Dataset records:

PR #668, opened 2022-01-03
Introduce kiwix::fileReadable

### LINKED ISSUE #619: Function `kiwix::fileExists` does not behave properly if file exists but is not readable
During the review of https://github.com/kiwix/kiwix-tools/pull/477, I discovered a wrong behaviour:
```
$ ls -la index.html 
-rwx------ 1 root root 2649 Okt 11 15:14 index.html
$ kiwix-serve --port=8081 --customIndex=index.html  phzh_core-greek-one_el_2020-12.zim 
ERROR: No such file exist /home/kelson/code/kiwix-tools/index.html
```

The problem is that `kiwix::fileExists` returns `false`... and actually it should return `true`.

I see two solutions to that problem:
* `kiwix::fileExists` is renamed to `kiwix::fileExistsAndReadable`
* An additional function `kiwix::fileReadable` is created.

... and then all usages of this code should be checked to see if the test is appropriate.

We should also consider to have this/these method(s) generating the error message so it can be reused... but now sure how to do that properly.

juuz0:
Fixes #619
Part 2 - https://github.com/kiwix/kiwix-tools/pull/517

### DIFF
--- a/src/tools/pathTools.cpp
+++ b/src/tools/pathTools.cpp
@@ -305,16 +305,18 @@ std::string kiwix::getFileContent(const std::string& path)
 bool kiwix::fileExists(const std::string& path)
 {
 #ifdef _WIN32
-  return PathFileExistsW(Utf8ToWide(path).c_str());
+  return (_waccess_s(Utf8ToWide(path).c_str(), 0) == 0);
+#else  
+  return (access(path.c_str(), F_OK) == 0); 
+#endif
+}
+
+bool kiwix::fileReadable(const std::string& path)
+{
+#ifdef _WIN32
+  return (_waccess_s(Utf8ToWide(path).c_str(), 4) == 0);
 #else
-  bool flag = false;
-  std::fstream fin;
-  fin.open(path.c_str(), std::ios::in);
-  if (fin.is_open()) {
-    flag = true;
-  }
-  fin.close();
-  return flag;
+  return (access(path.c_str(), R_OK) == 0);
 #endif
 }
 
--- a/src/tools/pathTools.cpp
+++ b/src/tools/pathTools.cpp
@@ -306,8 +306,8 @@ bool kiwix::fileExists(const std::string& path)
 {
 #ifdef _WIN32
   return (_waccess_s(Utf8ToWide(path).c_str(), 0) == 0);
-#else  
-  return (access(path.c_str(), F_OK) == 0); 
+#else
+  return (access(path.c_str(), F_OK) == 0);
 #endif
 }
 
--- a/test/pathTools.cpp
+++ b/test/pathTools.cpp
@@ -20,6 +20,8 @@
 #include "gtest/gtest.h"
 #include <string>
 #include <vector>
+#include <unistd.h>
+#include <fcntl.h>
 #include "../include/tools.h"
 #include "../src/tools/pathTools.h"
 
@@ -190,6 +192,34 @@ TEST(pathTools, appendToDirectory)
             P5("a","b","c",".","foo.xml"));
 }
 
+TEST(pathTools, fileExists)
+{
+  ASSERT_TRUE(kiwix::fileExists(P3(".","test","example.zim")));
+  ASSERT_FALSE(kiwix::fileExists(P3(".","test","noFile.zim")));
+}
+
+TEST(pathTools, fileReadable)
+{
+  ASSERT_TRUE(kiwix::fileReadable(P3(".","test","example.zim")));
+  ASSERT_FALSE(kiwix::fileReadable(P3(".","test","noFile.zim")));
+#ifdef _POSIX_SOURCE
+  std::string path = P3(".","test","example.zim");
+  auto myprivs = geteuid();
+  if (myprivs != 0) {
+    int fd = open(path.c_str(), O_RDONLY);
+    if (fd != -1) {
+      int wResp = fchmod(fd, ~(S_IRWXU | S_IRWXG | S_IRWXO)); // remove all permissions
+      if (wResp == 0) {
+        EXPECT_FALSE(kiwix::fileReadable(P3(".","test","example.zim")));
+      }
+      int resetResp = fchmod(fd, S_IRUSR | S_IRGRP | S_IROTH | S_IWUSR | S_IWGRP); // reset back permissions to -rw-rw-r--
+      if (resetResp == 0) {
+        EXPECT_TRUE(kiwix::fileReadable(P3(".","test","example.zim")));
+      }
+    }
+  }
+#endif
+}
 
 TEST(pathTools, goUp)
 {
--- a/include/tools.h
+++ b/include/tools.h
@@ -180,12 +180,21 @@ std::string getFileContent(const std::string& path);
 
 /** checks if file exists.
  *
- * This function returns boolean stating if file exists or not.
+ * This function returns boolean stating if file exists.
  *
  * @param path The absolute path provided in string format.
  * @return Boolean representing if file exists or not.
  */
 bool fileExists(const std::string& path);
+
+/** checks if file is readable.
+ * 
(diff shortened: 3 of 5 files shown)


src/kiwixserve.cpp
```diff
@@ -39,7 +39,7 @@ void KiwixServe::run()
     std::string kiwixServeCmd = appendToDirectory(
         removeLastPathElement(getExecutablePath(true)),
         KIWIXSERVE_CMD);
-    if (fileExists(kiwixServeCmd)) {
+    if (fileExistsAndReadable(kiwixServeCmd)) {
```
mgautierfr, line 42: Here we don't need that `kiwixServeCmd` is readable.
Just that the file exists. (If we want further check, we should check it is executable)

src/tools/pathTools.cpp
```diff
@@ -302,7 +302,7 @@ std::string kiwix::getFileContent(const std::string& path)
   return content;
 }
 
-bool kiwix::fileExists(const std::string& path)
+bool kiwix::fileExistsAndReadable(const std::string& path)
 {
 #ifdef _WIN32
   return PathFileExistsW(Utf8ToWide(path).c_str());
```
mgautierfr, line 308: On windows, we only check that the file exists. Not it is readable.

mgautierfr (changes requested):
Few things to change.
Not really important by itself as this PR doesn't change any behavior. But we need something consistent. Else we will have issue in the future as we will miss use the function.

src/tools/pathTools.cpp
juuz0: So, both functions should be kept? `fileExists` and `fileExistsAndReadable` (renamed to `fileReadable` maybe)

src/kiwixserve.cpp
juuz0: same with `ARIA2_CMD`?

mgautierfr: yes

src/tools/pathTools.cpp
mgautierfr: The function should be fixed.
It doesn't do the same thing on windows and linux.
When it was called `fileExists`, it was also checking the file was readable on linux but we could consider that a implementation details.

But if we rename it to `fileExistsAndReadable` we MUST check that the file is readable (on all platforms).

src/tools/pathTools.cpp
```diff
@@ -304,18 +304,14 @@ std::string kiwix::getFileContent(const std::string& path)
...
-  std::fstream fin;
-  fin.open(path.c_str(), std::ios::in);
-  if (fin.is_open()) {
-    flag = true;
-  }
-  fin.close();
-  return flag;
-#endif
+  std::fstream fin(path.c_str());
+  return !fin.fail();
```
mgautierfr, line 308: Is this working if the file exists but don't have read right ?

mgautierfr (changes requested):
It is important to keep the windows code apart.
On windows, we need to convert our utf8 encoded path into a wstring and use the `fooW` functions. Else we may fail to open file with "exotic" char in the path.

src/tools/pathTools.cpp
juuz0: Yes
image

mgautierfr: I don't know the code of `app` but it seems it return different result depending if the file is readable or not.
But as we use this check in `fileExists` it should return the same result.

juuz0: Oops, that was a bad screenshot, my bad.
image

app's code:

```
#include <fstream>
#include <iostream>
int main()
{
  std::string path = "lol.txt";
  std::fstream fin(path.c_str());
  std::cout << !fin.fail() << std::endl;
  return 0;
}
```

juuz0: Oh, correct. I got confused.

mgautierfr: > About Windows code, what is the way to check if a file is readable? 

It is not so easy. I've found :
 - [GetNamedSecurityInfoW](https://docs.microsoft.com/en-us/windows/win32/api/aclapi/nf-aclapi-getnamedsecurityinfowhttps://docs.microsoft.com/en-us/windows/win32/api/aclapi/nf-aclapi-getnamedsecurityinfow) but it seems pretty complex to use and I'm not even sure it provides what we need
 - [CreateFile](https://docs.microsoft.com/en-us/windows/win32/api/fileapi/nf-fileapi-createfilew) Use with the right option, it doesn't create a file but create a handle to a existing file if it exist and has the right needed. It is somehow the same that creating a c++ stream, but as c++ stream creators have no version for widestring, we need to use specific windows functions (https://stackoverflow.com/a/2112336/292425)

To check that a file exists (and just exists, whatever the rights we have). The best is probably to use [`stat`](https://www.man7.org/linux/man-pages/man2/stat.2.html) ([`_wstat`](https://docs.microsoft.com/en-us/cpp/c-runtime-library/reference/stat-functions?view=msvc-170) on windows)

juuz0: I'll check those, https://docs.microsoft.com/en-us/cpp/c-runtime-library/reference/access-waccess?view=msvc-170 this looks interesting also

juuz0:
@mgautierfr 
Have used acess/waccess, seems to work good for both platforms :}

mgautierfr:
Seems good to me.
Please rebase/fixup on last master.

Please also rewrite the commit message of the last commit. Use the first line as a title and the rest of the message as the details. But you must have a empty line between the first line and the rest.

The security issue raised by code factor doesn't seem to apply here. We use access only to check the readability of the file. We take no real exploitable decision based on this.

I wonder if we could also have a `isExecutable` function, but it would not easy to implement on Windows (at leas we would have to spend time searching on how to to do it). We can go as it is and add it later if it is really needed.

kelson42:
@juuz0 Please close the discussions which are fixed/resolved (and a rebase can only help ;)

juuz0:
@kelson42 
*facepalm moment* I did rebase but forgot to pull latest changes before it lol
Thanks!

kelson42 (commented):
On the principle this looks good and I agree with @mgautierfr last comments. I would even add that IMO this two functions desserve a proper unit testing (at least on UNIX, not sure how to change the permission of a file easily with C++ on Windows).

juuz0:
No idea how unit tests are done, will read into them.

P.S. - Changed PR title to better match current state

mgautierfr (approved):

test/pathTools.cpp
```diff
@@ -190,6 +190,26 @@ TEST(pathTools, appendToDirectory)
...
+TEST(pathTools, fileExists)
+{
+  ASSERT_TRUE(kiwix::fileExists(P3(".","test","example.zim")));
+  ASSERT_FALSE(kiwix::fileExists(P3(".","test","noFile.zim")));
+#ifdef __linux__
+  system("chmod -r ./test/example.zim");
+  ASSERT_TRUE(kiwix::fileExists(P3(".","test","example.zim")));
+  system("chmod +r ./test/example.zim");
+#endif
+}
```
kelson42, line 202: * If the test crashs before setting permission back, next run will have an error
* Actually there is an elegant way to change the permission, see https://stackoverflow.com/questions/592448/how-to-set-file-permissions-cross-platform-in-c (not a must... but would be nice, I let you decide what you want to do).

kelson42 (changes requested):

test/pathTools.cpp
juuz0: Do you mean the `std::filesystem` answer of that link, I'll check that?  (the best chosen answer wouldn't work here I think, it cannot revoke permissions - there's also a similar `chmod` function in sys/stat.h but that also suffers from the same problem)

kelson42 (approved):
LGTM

• **YOUR OBJECTIVE**
Number of lines containing "stating" in the data: state it and nothing more.

• **WRITTEN SOLUTION**
2